> YOUR TASK:
All of the entries need to be written out again, exactly as they are.

> RECORDS SUPPLIED:
PR #998, opened 2026-03-10
Fully implement DSU features (Including for D21/D11)

rnd-ash:
# Summary

This PR adds the DSU Peripheral implementation to the D21 and D11 series of chips, and adds the following methods for all chip families:

1. Free method (To release the DSU peripheral)
2. `is_debugger_present` function to check the presence of a debugger
3. `memory_test` function to run the MBIST test (Marked as unsafe due to it overwriting RAM)
4. Background memory test functionality (See below)

### Background memory testing

Using the `PollingMemoryTest` structure, and `Dsu::polling_memory_test`, its now possible to run a memory test in the background when the CPU is asleep, and abort the memory test, if it isn't completed yet, when the CPU wakes up.

I've added an example to the `PollingMemoryTest` documentation on how this can be used to check RAM in the background on an RTIC application, in the same way this is done on ECUs.

## Additional notes

The CRC32 algorithm has also been updated for the D21 specifically for an errata note when calculating in RAM space on silicon revisions A-D

### DIFF
--- a/hal/src/peripherals/dsu.rs
+++ b/hal/src/peripherals/dsu.rs
@@ -6,7 +6,7 @@
 //! - Run a memory test on RAM
 //! - Check if a debugger is connected
 #![warn(missing_docs)]
-
+#![allow(clippy::doc_lazy_continuation)]
 use atsamd_hal_macros::{hal_cfg, hal_macro_helper};
 
 #[hal_cfg("dsu-d5x")]
@@ -237,18 +237,16 @@ impl Dsu {
     /// ## Algorithm:
     /// 1. Write entire memory to '0', in any order.
     /// 2. Bit by bit read '0', write '1', in descending order.
-    /// 3. Bit by bit read '1', write '0', read '0', write '1',
-    ///   in ascending order.
+    /// 3. Bit by bit read '1', write '0', read '0', write '1', in ascending order.
     /// 4. Bit by bit read '1', write '0', in ascending order.
-    /// 5. Bit by bit read '0', write '1', read '1', write '0',
-    ///   in ascending order.
+    /// 5. Bit by bit read '0', write '1', read '1', write '0', in ascending order.
     /// 6. Read '0' from entire memory, in ascending order.
     ///
     ///
     /// - `address` is an address within the CPUs RAM space; must be
-    ///  word-aligned
+    ///   word-aligned
     /// - `length` is a length of memory region that is being tested.
-    ///  Must be word-aligned
+    ///   Must be word-aligned
     pub unsafe fn memory_test(&mut self, address: u32, length: u32) -> Result<()> {
         if address % 4 != 0 {
             return Err(Error::AlignmentError);
--- a/hal/src/peripherals/dsu.rs
+++ b/hal/src/peripherals/dsu.rs
@@ -12,13 +12,25 @@ use atsamd_hal_macros::{hal_cfg, hal_macro_helper};
 #[hal_cfg("dsu-d5x")]
 use crate::pac::{self, Pac};
 
+#[hal_cfg("dsu-d5x")]
+type DsuAhbClk = crate::clock::v2::ahb::AhbClk<crate::clock::v2::types::Dsu>;
+#[hal_cfg("dsu-d5x")]
+type DsuApbClk = crate::clock::v2::apb::ApbClk<crate::clock::v2::types::Dsu>;
+
 #[hal_cfg(any("dsu-d21", "dsu-d11"))]
 use crate::pac::{self, Pac1};
 
 /// Device Service Unit
+#[hal_macro_helper]
 pub struct Dsu {
     /// PAC peripheral
     dsu: pac::Dsu,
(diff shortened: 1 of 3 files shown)


sajattack:
I suppose this supercedes #925 ?

rnd-ash:
I guess so.....but, I completely forgot about @kyp44 PR for the DSU. I can update mine so we have clock V2 for D5x as well

rnd-ash:
@sajattack I updated my code based on the PR @kyp44 did, so we now have Clock V2 for the d5x implementation of the DSU

rnd-ash:
Alright, got everything to build OK - Had to migrate 1 Example for featherm4 to clock V2 API

hal/src/peripherals/dsu.rs
```diff
@@ -115,43 +190,266 @@ impl Dsu {
...
+    /// **CAUTION** This can overwrite critical data in RAM, use
+    /// with caution
+    ///
+    /// This is useful for background memory check tasks when the
+    /// CPU is at idle, as the test can be aborted immediately
+    /// using the handle once the CPU receives an incomming
+    /// interrupt.
+    ///
+    /// This should always be ran inside a critical-section
+    /// to avoid the CPU context-switching mid memory test.
```
jbeaurivage: The `**CAUTION**` comment and critical section mention should go in a `# SAFETY` section instead

hal/src/peripherals/dsu.rs
```diff
@@ -115,43 +190,266 @@ impl Dsu {
...
             Ok(!self.dsu.data().read().data().bits())
         }
     }
+
+    /// Performs a memory test on a section of RAM using "March LR"
+    /// algorithm, blocking until the test is completed.
+    ///
+    /// **CAUTION** This can overwrite critical data in RAM, use
+    /// with caution
+    ///
```
jbeaurivage, line 266: Should go in a `# SAFETY` section, along with a warning about running in a critical section

hal/src/peripherals/dsu.rs
```diff
@@ -115,43 +190,266 @@ impl Dsu {
...
-        while !self.is_done() && !self.has_failed() {}
-        if self.has_failed() {
-            return Err(Error::CrcFailed);
+        while !self.is_done() {
+            core::hint::spin_loop();
+        }
+
+        #[hal_cfg("dsu-d21")]
+        {
+            // Errita for D21 silicon versions A-D
```
jbeaurivage: Errita -> Errata

hal/src/peripherals/dsu.rs
```diff
@@ -115,43 +190,266 @@ impl Dsu {
...
+
+    /// Polls to see if the memory test is completed, without
+    /// aborting it.
+    ///
+    /// Use [Self::finish_now] to obtain the result of the
+    /// memory test
+    #[inline]
+    pub fn is_completed(&self) -> bool {
+        self.dsu.is_done()
+    }
```
jbeaurivage: Suggestion: use `nb`'s primitives instead, so that users may use `nb::block!`. This way the blocking `memory_test` method can also use it and avoid code duplication

hal/src/peripherals/dsu.rs
```diff
@@ -41,72 +72,116 @@ pub type Result<T> = core::result::Result<T, Error>;
...
+    #[hal_cfg(any("dsu-d21", "dsu-d11"))]
+    pub fn free(self) -> pac::Dsu {
+        self.dsu
+    }
+
+    /// Releases the DSU peripheral
+    #[hal_cfg(any("dsu-d5x"))]
+    pub fn free(self) -> (pac::Dsu, DsuAhbClk, DsuApbClk) {
+        (self.dsu, self.ahb, self.apb)
+    }
```
jbeaurivage, line 114: Based on the conclusions we come to in #1000, do we need to swreset and/or stop mclk? Same for `new` is a swreset necessary?

jbeaurivage (commented):
This isn't a super in-depth review yet, but I had some observations that I wanted to write down as I glanced over the PR

jbeaurivage:
If this is merged, will it also close #925?

sajattack:
> If this is merged, will it also close #925?

See here https://github.com/atsamd-rs/atsamd/pull/998#issuecomment-4099891734
and here https://github.com/atsamd-rs/atsamd/pull/998#issuecomment-4101118113

hal/src/peripherals/dsu.rs
rnd-ash: Not 100% familiar with nb's API, but I think this is now implemented correctly using it

hal/src/peripherals/dsu.rs
rnd-ash: Now this is a good question. I think we should leave the peripheral however it was by default. On our devices, the DSU is enabled by default (MCLK), so I think we should leave it untouched.

Also, since the DSU touches the debugger, I think its best to NOT modify it when we free the DSU Peripheral, in case this harms debug sessions.

PR #1000, opened 2026-03-13
Introduce more peripheral free methods for consistency

rnd-ash:
# Summary

This PR adds free methods for TC,TCC,NVM and TRNG peripherals. The DSU peripheral free implementation is covered in #998 , so I decided to not add it here as well.

I do have a couple observations @jbeaurivage before a potential merge regarding the other peripherals (Maybe worthy of a new issue created).

Essentially, looking at all the peripherals, there is inconsistency with how we handle free/new methods.

1. I noticed that some new/free methods are marked as `#[inline]` and some are not, even when there are bigger constructors (Look at the ADC), we mark it with `#[inline]` whilst some small constructors are not marked as `#[inline]`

> THE COMPLETED TASK:
PR #998, opened 2026-03-10
Fully implement DSU features (Including for D21/D11)

rnd-ash:
# Summary

This PR adds the DSU Peripheral implementation to the D21 and D11 series of chips, and adds the following methods for all chip families:

1. Free method (To release the DSU peripheral)
2. `is_debugger_present` function to check the presence of a debugger
3. `memory_test` function to run the MBIST test (Marked as unsafe due to it overwriting RAM)
4. Background memory test functionality (See below)

### Background memory testing

Using the `PollingMemoryTest` structure, and `Dsu::polling_memory_test`, its now possible to run a memory test in the background when the CPU is asleep, and abort the memory test, if it isn't completed yet, when the CPU wakes up.

I've added an example to the `PollingMemoryTest` documentation on how this can be used to check RAM in the background on an RTIC application, in the same way this is done on ECUs.

## Additional notes

The CRC32 algorithm has also been updated for the D21 specifically for an errata note when calculating in RAM space on silicon revisions A-D

### DIFF
--- a/hal/src/peripherals/dsu.rs
+++ b/hal/src/peripherals/dsu.rs
@@ -6,7 +6,7 @@
 //! - Run a memory test on RAM
 //! - Check if a debugger is connected
 #![warn(missing_docs)]
-
+#![allow(clippy::doc_lazy_continuation)]
 use atsamd_hal_macros::{hal_cfg, hal_macro_helper};
 
 #[hal_cfg("dsu-d5x")]
@@ -237,18 +237,16 @@ impl Dsu {
     /// ## Algorithm:
     /// 1. Write entire memory to '0', in any order.
     /// 2. Bit by bit read '0', write '1', in descending order.
-    /// 3. Bit by bit read '1', write '0', read '0', write '1',
-    ///   in ascending order.
+    /// 3. Bit by bit read '1', write '0', read '0', write '1', in ascending order.
     /// 4. Bit by bit read '1', write '0', in ascending order.
-    /// 5. Bit by bit read '0', write '1', read '1', write '0',
-    ///   in ascending order.
+    /// 5. Bit by bit read '0', write '1', read '1', write '0', in ascending order.
     /// 6. Read '0' from entire memory, in ascending order.
     ///
     ///
     /// - `address` is an address within the CPUs RAM space; must be
-    ///  word-aligned
+    ///   word-aligned
     /// - `length` is a length of memory region that is being tested.
-    ///  Must be word-aligned
+    ///   Must be word-aligned
     pub unsafe fn memory_test(&mut self, address: u32, length: u32) -> Result<()> {
         if address % 4 != 0 {
             return Err(Error::AlignmentError);
--- a/hal/src/peripherals/dsu.rs
+++ b/hal/src/peripherals/dsu.rs
@@ -12,13 +12,25 @@ use atsamd_hal_macros::{hal_cfg, hal_macro_helper};
 #[hal_cfg("dsu-d5x")]
 use crate::pac::{self, Pac};
 
+#[hal_cfg("dsu-d5x")]
+type DsuAhbClk = crate::clock::v2::ahb::AhbClk<crate::clock::v2::types::Dsu>;
+#[hal_cfg("dsu-d5x")]
+type DsuApbClk = crate::clock::v2::apb::ApbClk<crate::clock::v2::types::Dsu>;
+
 #[hal_cfg(any("dsu-d21", "dsu-d11"))]
 use crate::pac::{self, Pac1};
 
 /// Device Service Unit
+#[hal_macro_helper]
 pub struct Dsu {
     /// PAC peripheral
     dsu: pac::Dsu,
(diff shortened: 1 of 3 files shown)


sajattack:
I suppose this supercedes #925 ?

rnd-ash:
I guess so.....but, I completely forgot about @kyp44 PR for the DSU. I can update mine so we have clock V2 for D5x as well

rnd-ash:
@sajattack I updated my code based on the PR @kyp44 did, so we now have Clock V2 for the d5x implementation of the DSU

rnd-ash:
Alright, got everything to build OK - Had to migrate 1 Example for featherm4 to clock V2 API

hal/src/peripherals/dsu.rs
```diff
@@ -115,43 +190,266 @@ impl Dsu {
...
+    /// **CAUTION** This can overwrite critical data in RAM, use
+    /// with caution
+    ///
+    /// This is useful for background memory check tasks when the
+    /// CPU is at idle, as the test can be aborted immediately
+    /// using the handle once the CPU receives an incomming
+    /// interrupt.
+    ///
+    /// This should always be ran inside a critical-section
+    /// to avoid the CPU context-switching mid memory test.
```
jbeaurivage: The `**CAUTION**` comment and critical section mention should go in a `# SAFETY` section instead

hal/src/peripherals/dsu.rs
```diff
@@ -115,43 +190,266 @@ impl Dsu {
...
             Ok(!self.dsu.data().read().data().bits())
         }
     }
+
+    /// Performs a memory test on a section of RAM using "March LR"
+    /// algorithm, blocking until the test is completed.
+    ///
+    /// **CAUTION** This can overwrite critical data in RAM, use
+    /// with caution
+    ///
```
jbeaurivage, line 266: Should go in a `# SAFETY` section, along with a warning about running in a critical section

hal/src/peripherals/dsu.rs
```diff
@@ -115,43 +190,266 @@ impl Dsu {
...
-        while !self.is_done() && !self.has_failed() {}
-        if self.has_failed() {
-            return Err(Error::CrcFailed);
+        while !self.is_done() {
+            core::hint::spin_loop();
+        }
+
+        #[hal_cfg("dsu-d21")]
+        {
+            // Errita for D21 silicon versions A-D
```
jbeaurivage: Errita -> Errata

hal/src/peripherals/dsu.rs
```diff
@@ -115,43 +190,266 @@ impl Dsu {
...
+
+    /// Polls to see if the memory test is completed, without
+    /// aborting it.
+    ///
+    /// Use [Self::finish_now] to obtain the result of the
+    /// memory test
+    #[inline]
+    pub fn is_completed(&self) -> bool {
+        self.dsu.is_done()
+    }
```
jbeaurivage: Suggestion: use `nb`'s primitives instead, so that users may use `nb::block!`. This way the blocking `memory_test` method can also use it and avoid code duplication

hal/src/peripherals/dsu.rs
```diff
@@ -41,72 +72,116 @@ pub type Result<T> = core::result::Result<T, Error>;
...
+    #[hal_cfg(any("dsu-d21", "dsu-d11"))]
+    pub fn free(self) -> pac::Dsu {
+        self.dsu
+    }
+
+    /// Releases the DSU peripheral
+    #[hal_cfg(any("dsu-d5x"))]
+    pub fn free(self) -> (pac::Dsu, DsuAhbClk, DsuApbClk) {
+        (self.dsu, self.ahb, self.apb)
+    }
```
jbeaurivage, line 114: Based on the conclusions we come to in #1000, do we need to swreset and/or stop mclk? Same for `new` is a swreset necessary?

jbeaurivage (commented):
This isn't a super in-depth review yet, but I had some observations that I wanted to write down as I glanced over the PR

jbeaurivage:
If this is merged, will it also close #925?

sajattack:
> If this is merged, will it also close #925?

See here https://github.com/atsamd-rs/atsamd/pull/998#issuecomment-4099891734
and here https://github.com/atsamd-rs/atsamd/pull/998#issuecomment-4101118113

hal/src/peripherals/dsu.rs
rnd-ash: Not 100% familiar with nb's API, but I think this is now implemented correctly using it

hal/src/peripherals/dsu.rs
rnd-ash: Now this is a good question. I think we should leave the peripheral however it was by default. On our devices, the DSU is enabled by default (MCLK), so I think we should leave it untouched.

Also, since the DSU touches the debugger, I think its best to NOT modify it when we free the DSU Peripheral, in case this harms debug sessions.

PR #1000, opened 2026-03-13
Introduce more peripheral free methods for consistency

rnd-ash:
# Summary

This PR adds free methods for TC,TCC,NVM and TRNG peripherals. The DSU peripheral free implementation is covered in #998 , so I decided to not add it here as well.

I do have a couple observations @jbeaurivage before a potential merge regarding the other peripherals (Maybe worthy of a new issue created).

Essentially, looking at all the peripherals, there is inconsistency with how we handle free/new methods.

1. I noticed that some new/free methods are marked as `#[inline]` and some are not, even when there are bigger constructors (Look at the ADC), we mark it with `#[inline]` whilst some small constructors are not marked as `#[inline]`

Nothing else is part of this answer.